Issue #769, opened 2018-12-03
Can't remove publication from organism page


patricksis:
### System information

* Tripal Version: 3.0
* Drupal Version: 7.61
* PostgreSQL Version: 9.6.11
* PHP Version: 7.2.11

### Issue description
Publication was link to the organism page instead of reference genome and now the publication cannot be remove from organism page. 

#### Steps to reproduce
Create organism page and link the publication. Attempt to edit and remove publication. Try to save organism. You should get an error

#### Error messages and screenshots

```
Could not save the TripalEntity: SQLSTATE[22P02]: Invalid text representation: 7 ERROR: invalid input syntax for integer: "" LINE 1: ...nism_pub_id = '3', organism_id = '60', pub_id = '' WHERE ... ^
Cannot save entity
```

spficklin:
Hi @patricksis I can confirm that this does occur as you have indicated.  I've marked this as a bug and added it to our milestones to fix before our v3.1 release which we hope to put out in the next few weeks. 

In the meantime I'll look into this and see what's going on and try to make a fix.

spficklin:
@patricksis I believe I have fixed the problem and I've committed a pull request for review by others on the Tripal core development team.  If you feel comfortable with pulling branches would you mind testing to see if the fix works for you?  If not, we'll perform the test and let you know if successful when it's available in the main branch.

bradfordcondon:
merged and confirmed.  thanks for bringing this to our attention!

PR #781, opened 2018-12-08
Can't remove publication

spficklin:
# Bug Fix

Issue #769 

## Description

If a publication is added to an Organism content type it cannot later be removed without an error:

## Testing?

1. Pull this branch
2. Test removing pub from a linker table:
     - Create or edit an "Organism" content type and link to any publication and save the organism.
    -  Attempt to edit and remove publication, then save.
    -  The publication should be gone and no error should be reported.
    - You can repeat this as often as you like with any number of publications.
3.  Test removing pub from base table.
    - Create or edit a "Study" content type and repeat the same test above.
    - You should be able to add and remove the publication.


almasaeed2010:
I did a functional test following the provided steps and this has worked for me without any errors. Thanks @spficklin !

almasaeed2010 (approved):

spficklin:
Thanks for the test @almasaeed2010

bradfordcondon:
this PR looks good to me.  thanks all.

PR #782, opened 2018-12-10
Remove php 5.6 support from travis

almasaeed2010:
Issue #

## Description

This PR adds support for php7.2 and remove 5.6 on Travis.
- - -
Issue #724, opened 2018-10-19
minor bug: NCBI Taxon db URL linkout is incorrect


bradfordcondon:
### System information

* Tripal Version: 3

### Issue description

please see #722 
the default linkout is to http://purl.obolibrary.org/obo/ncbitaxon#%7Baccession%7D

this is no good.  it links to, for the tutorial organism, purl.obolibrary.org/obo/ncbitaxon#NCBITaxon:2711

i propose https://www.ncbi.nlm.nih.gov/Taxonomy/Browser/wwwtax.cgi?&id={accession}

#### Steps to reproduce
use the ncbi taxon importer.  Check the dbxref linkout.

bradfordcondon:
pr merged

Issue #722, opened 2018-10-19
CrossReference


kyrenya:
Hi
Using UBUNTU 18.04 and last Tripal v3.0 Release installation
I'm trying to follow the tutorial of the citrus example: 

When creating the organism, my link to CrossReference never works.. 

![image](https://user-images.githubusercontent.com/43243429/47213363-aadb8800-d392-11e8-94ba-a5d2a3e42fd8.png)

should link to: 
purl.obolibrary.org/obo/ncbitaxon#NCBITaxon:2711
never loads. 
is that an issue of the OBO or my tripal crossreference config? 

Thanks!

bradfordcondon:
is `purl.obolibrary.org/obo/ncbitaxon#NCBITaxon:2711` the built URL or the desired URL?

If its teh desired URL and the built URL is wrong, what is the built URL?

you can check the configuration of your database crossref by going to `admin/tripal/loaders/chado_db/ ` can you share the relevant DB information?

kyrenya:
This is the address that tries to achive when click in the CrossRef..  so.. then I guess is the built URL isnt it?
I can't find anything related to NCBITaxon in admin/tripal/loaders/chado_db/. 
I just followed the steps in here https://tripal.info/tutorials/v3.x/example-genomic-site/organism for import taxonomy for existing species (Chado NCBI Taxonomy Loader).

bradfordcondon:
- - -
* **TASK PROMPT**
Using the listing above, work out how many lines include the word "what", and report that number alone.

* **EXPECTED ANSWER**
2